* YOUR OBJECTIVE: Extract all lines in the data that contain the word "exclude".

-- DATASET RECORDS follows --

PR #1068, opened 2016-12-19
Refactor for full auto-config

### LINKED ISSUE #1026: Dataflow doesn't work as @SpringBootApplication
Initializr will create app using `@SpringBootApplication` which breaks DB config as `@EnableDataFlowServer` imports `DataFlowServerConfiguration`.

```
@SpringBootApplication
public class LocalDataFlowServer {}
```

So you need to fix it like `LocalDataFlowServer` and other impls define a main class.

```
@EnableDataFlowServer
public class LocalDataFlowServer {}
```

I made an attempt to create `DataFlowServerAutoConfiguration` to automate this:

```
@Configuration
@EnableDataFlowServer
public class DataFlowServerAutoConfiguration {
}
```

This them blows up because `DataFlowServerConfiguration` has:

```
@EnableAutoConfiguration(exclude=SessionAutoConfiguration.class)
```

And we get error:
```
org.springframework.beans.factory.parsing.BeanDefinitionParsingException: Configuration problem: A circular @Import has been detected: Illegal attempt by @Configuration class 'DataFlowServerConfiguration' to import class 'DataFlowServerAutoConfiguration' as 'DataFlowServerAutoConfiguration' is already present in the current import stack [DataFlowServerConfiguration->DataFlowServerConfiguration->DataFlowServerAutoConfiguration->LocalDataFlowServer]
```

Also `SessionAutoConfiguration` is not compatible for something else we do in a dataflow(there's some weird MBean error). Culprint is that auto-config class should not have `@EnableAutoConfiguration` in its import stack. Without fixing issues with `SessionAutoConfiguration` we can't have a simple app with `@SpringBootApplication`

jvalkeal:
- This commit has one goal, Removal of @EnableAutoConfiguration
  from DataFlowServerConfiguration so that dataflow server can be
  build and run by just having needed deps and @SpringBootApplication
  in a main class.
- NOTE: This will be a breaking change with our use of @EnableDataFlowServer
  as it will no longer enable auto configuration thus it will now be
  required to use i.e. @SpringBootApplication.
- Add DataFlowServerAutoConfiguration which is a passthrough for
  @EnableDataFlowServer. For conveniance 'dataflow.server.enabled' is
  added for conditionally disable this autoconfig. JacksonAutoConfiguration
  needs to happen after as otherwise we hit issues with
  github.com/spring-projects/spring-boot/issues/5984. Previously
  DataFlowServerConfiguration enabled autoconfig and pretty much did
  same thing because of a use of @EnableDataFlowServer in a
  main class.
- Adding package for LocalDataFlowServerAutoConfiguration to get
  DelegatingResourceLoader(for docker and maven) created as previously
  this was imported manually from LocalDataFlowServer. Property
  'dataflow.server.local.enabled' is also added.
- Refactor some of a tests which previously relied auto-config to kick
  in automatically via DataFlowServerConfiguration.
- SessionAutoConfiguration used to be explicitely exluded via annotation
  as it will cause failure if redis is not available and we need to have
  a way to disable things around that. Boot guys recommended to set
  'spring.session.store-type=none' instead of disabling that autoconfig.
  This is now explicitely on DefaultEnvironmentPostProcessor which
  adds new yml file META-INF/dataflow-server-defaults.yml where we
  can place internal default props.
- Fixes #1026

Squashed, fixes for session autoconfig and use of @EnableDataFlowServer

- dataflow-server-defaults.yml now uses spring.autoconfigure.exclude which seems to
  work for excluding SessionAutoConfiguration instead of setting session store
  type to none.
- I still kept actual dataflow server configuration to happen via auto-config but it
  is now enabled conditionally if @EnableDataFlowServer is used. Without use of
  @EnableDataFlowServer auto-config doesn't happen. Logic for this is same as done in
  Spring Cloud ConfigServer
  github.com/spring-cloud/spring-cloud-config/blob/master/spring-cloud-config-server/src/main/java/org/springframework/cloud/config/server/EnableConfigServer.java
  which adds a marker bean and auto-config conditionally checks if marker bean exists.
  Benefit for this is that we get same ordering of bean creation in all cases. If @EnableDataFlowServer
  would simply cause raw @Import of configs conditionally bean ordering might be different because
  @EnableDataFlowServer would fire imports from app's main class.

### DIFF
--- a/spring-cloud-dataflow-server-core/src/main/java/org/springframework/cloud/dataflow/server/config/DefaultEnvironmentPostProcessor.java
+++ b/spring-cloud-dataflow-server-core/src/main/java/org/springframework/cloud/dataflow/server/config/DefaultEnvironmentPostProcessor.java
@@ -21,8 +21,8 @@ import java.util.Map;
 import java.util.Properties;
 import java.util.Set;
 
+import org.apache.commons.logging.Log;
 import org.apache.commons.logging.LogFactory;
-
 import org.springframework.beans.factory.config.YamlPropertiesFactoryBean;
 import org.springframework.boot.SpringApplication;
 import org.springframework.boot.env.EnvironmentPostProcessor;
@@ -35,39 +35,53 @@ import org.springframework.core.io.ClassPathResource;
 import org.springframework.core.io.Resource;
 
 /**
- * Contributes the values from {@code dataflow-server.yml} if it exists, before any of Spring Boot's normal
+ * Contributes the values from {@code META-INF/dataflow-server-defaults.yml} and
+ * {@code dataflow-server.yml} if it exists, before any of Spring Boot's normal
  * configuration contributions apply. This has the effect of supplying overridable defaults to the
  * various Spring Cloud Data Flow Deployer SPI implementations that in turn override the defaults
  * provided by Spring Boot.
  *
  * @author Josh Long
+ * @author Janne Valkealahti
  */
 public class DefaultEnvironmentPostProcessor implements EnvironmentPostProcessor, Ordered {
 
-	private Resource resource = new ClassPathResource("/dataflow-server.yml");
+	private static Log logger = LogFactory.getLog(DefaultEnvironmentPostProcessor.class);
+	private final Resource serverResource = new ClassPathResource("/dataflow-server.yml");
+	private final Resource serverDefaultsResource = new ClassPathResource("META-INF/dataflow-server-defaults.yml");
 
 	@Override
 	public void postProcessEnvironment(ConfigurableEnvironment environment, SpringApplication application) {
+		Map<String, Object> internalDefaults = new HashMap<>();
 		Map<String, Object> defaults = new HashMap<>();
 		MutablePropertySources existingPropertySources = environment.getPropertySources();
 
-		this.contributeDefaults(defaults);
+		contributeDefaults(internalDefaults, serverDefaultsResource);
+		contributeDefaults(defaults, serverResource);
 
 		String defaultPropertiesKey = "defaultProperties";
 
 		if (!existingPropertySources.contains(defaultPropertiesKey) ||
 				existingPropertySources.get(defaultPropertiesKey) == null) {
+			existingPropertySources.addLast(new MapPropertySource(defaultPropertiesKey, internalDefaults));
 			existingPropertySources.addLast(new MapPropertySource(defaultPropertiesKey, defaults));
 		}
 		else {
 			PropertySource<?> propertySource = existingPropertySources.get(defaultPropertiesKey);
 			@SuppressWarnings("unchecked")
 			Map<String, Object> mapOfProperties = Map.class.cast(propertySource.getSource());
+			for (String k : internalDefaults.keySet()) {
+				Set<String> setOfPropertyKeys = mapOfProperties.keySet();
+				if (!setOfPropertyKeys.contains(k)) {
+					mapOfProperties.put(k, internalDefaults.get(k));
+					logger.info(k + '=' + internalDefaults.get(k));
+				}
+			}
 			for (String k : defaults.keySet()) {
 				Set<String> setOfPropertyKeys = mapOfProperties.keySet();
 				if (!setOfPropertyKeys.contains(k)) {
 					mapOfProperties.put(k, defaults.get(k));
-					LogFactory.getLog(getClass()).info(k + '=' + defaults.get(k));
+					logger.info(k + '=' + defaults.get(k));
 				}
 			}
 		}
@@ -79,10 +93,10 @@ public class DefaultEnvironmentPostProcessor implements EnvironmentPostProcessor
 		return 0;
 	}
 
-	private void contributeDefaults(Map<String, Object> defaults) {
-		if (this.resource.exists()) {
+	private static void contributeDefaults(Map<String, Object> defaults, Resource resource) {
+		if (resource.exists()) {
 			YamlPropertiesFactoryBean yamlPropertiesFactoryBean = new YamlPropertiesFactoryBean();
-			yamlPropertiesFactoryBean.setResources(this.resource);
+			yamlPropertiesFactoryBean.setResources(resource);
 			yamlPropertiesFactoryBean.afterPropertiesSet();
 			Properties p = yamlPropertiesFactoryBean.getObject();
 			for (Object k : p.keySet()) {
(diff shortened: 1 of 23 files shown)


markpollack:
Hi.  I am not following the root issue in #1026.  Nevertheless, the end usage model is unlike that of all the other spring-cloud projects where after you create the project from Initializr you have to add an `@Enable` annotation, e.g. 

```
@SpringBootApplication
@EnableEurekaServer
public class Application {
...
}
```

I do not thing we should be changing that usage model but of course if we are creating a broken app from Initialzr, we should fix that.

jvalkeal:
`@EnableEurekaServer` just import `EurekaServerConfiguration` which doesn't do dummy things like `@EnableAutoConfiguration` as what we've being doing.

jvalkeal:
And as a side note, this never really worked as both ended up adding `@EnableAutoConfiguration`.
```
@SpringBootApplication
@EnableDataFlowServer
public class Application {
...
}
```

trisberg:
couldn't we just fix the double @EnableAutoConfiguration issue so that you could have booth @SpringBootApplication and @EnableDataFlowServer on your main class

joshlong:
yah +1 to @trisberg  and @markpollack  - it would be better to allow both `@EnableDataFlowServer` and `@SpringBotoApplication`. It's what developers expect when using config server, zipkin, eureka, the various dashboards out in the community, hystrix dashboard, etc. Hell, the config server is a very good example: the entire purpose of the `@EnableConfigServer` annotation is to register a dummy bean which other auto-configurations then use as a marker (with `@COnditionalOnBean`) to determine whether they get activated or not. The `@Enable*` annotation just serves to sort of 'opt-in' in this case because having that opt-in for full blown services is so important

jvalkeal:
I didn't say you could not use `@EnableDataFlowServer`. My point with this was to give a choice to user to either get fully working server with only `@SpringBootApplication` if auto-config handles things behind a scenes or if auto-config is not used then combination of `@EnableDataFlowServer` with `@SpringBootApplication` would do same thing.

spring-cloud-dataflow-server-local-autoconfig/src/main/java/org/springframework/cloud/dataflow/autoconfigure/local/LocalDataFlowServerAutoConfiguration.java
```diff
@@ -14,24 +14,32 @@
...
+ * Auto-configuration for local dataflow server.
+ *
+ * @author Janne Valkealahti
  *
- * @author Ilayaperumal Gopinathan
  */
-public class LocalDataFlowServerConfiguration {
+@Configuration
+@AutoConfigureBefore(DataFlowControllerAutoConfiguration.class)
+@ConditionalOnProperty(prefix = "dataflow.server.local", name = "enabled", havingValue = "true", matchIfMissing = true)
```
markpollack: Why do we need this property?  The only role this project has is to be a server.  What would be the meaning of setting this property to false?

spring-cloud-dataflow-server-core/src/main/java/org/springframework/cloud/dataflow/server/config/DefaultEnvironmentPostProcessor.java
```diff
@@ -35,39 +35,53 @@
...
 		}
 		else {
 			PropertySource<?> propertySource = existingPropertySources.get(defaultPropertiesKey);
 			@SuppressWarnings("unchecked")
 			Map<String, Object> mapOfProperties = Map.class.cast(propertySource.getSource());
+			for (String k : internalDefaults.keySet()) {
+				Set<String> setOfPropertyKeys = mapOfProperties.keySet();
+				if (!setOfPropertyKeys.contains(k)) {
+					mapOfProperties.put(k, internalDefaults.get(k));
+					logger.info(k + '=' + internalDefaults.get(k));
```
markpollack: Should be debug.

spring-cloud-dataflow-server-core/src/main/java/org/springframework/cloud/dataflow/server/config/DefaultEnvironmentPostProcessor.java
```diff
@@ -35,39 +35,53 @@
...
  *
  * @author Josh Long
+ * @author Janne Valkealahti
  */
 public class DefaultEnvironmentPostProcessor implements EnvironmentPostProcessor, Ordered {
 
-	private Resource resource = new ClassPathResource("/dataflow-server.yml");
+	private static Log logger = LogFactory.getLog(DefaultEnvironmentPostProcessor.class);
+	private final Resource serverResource = new ClassPathResource("/dataflow-server.yml");
+	private final Resource serverDefaultsResource = new ClassPathResource("META-INF/dataflow-server-defaults.yml");
```
markpollack: Something about using an extra config file for this feels a bit dirty.  Can we use `@ImportAutoConfiguration(exclude=SessionAutoConfiguration.class)` on `DataFlowServerAutoConfiguration` instead?

spring-cloud-dataflow-server-local-autoconfig/src/main/java/org/springframework/cloud/dataflow/autoconfigure/local/LocalDataFlowServerAutoConfiguration.java
jvalkeal: You're right it's not needed to be exact but I've just been accustomed to always add these flags. I suppose you can take it away during a merge if you like.

spring-cloud-dataflow-server-core/src/main/java/org/springframework/cloud/dataflow/server/config/DefaultEnvironmentPostProcessor.java
jvalkeal: I didn't change logging levels here as those were on info already.

spring-cloud-dataflow-server-core/src/main/java/org/springframework/cloud/dataflow/server/config/DefaultEnvironmentPostProcessor.java
jvalkeal: Whole point of this PR was to remove `@ImportAutoConfiguration` as if we put it back, main class will break things up again if `@SpringBootApplication` is in place.

markpollack: ah, I thought it was to remove `@EnableAutoConfiguration`   An  `@ImportAutoConfiguration` with just an exclude would maybe achieve the same thing as using the dataflow-server-defaults.yml file.

spring-cloud-dataflow-server-core/src/main/java/org/springframework/cloud/dataflow/server/config/DefaultEnvironmentPostProcessor.java
markpollack: Yea, though we should be able to see the properties via the actuator endpoint if needed...so while not related to this PR, I think I'll change it to debug on merge.

jvalkeal:
Looks like this PR was merged.

Issue #1081, opened 2016-12-30
Add support in shell to skip SSL validation


sabbyanandan:
As a user, I'd like to disable SSL cert validation when connecting to the server running in a cloud environment such as Cloud Foundry, where it is possible to have the DEV PCF instance deployed with self-signed certificates. 

This option would be similar to what we have in CF CLI (_i.e: `cf login ..... --skip-ssl-validation`_), but for SCDF shell.

**Acceptance:**
- SSL validation is enabled by default
- a new flag (eg: `skip-ssl-validation` ?) can be used to disable the validation on demand
- docs updated

trisberg:
I think the additional concerns are handled in https://github.com/spring-cloud/spring-cloud-dataflow/issues/1114

PR #1082, opened 2017-01-03
Add support in shell to skip SSL validation

ericbottard:
Fixes https://github.com/spring-cloud/spring-cloud-dataflow/issues/1081


ghillert:
@ericbottard Needs documentation in the reference guide

ericbottard:
I updated the usage.txt file.

When it comes to the reference docs, where would you see that new documentation (we don't really have a section pertaining to the shell)?

ghillert:
We have a section in the reference guide under chapter `Using Self-Signed Certificates`. It already contains a few pointers in regards to the shell as well.

ghillert:
LGTM - Merging. Will add reference documentation during merge.

ghillert:
Merged with commits 032e453916c68a08de9821fef9d92b8f2cc8f982 and 59097274fc3500cdd9046e5a3c2b3ef4e17f417f

Issue #1072, opened 2016-12-21
REST: CompletionController - Missing "start" parameter should not trigger a 500 Status Code


ghillert:
While the `start` Request Parameter is mandatory it should not result in a `500` Internal Server Error Http status code. A `400` status would be better.

PR #1083, opened 2017-01-03
Return HTTP 400 error in case of missing request parameter

ericbottard:
Fixes https://github.com/spring-cloud/spring-cloud-dataflow/issues/1072


viniciusccarvalho:
Added tests, merged and squashed as 3e786f1291612c6cf37d22909550046a34c8ad57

-- DATASET RECORDS concluded --

* WORKED SOLUTION:
@EnableAutoConfiguration(exclude=SessionAutoConfiguration.class)
- dataflow-server-defaults.yml now uses spring.autoconfigure.exclude which seems to
markpollack: Something about using an extra config file for this feels a bit dirty.  Can we use `@ImportAutoConfiguration(exclude=SessionAutoConfiguration.class)` on `DataFlowServerAutoConfiguration` instead?
markpollack: ah, I thought it was to remove `@EnableAutoConfiguration`   An  `@ImportAutoConfiguration` with just an exclude would maybe achieve the same thing as using the dataflow-server-defaults.yml file.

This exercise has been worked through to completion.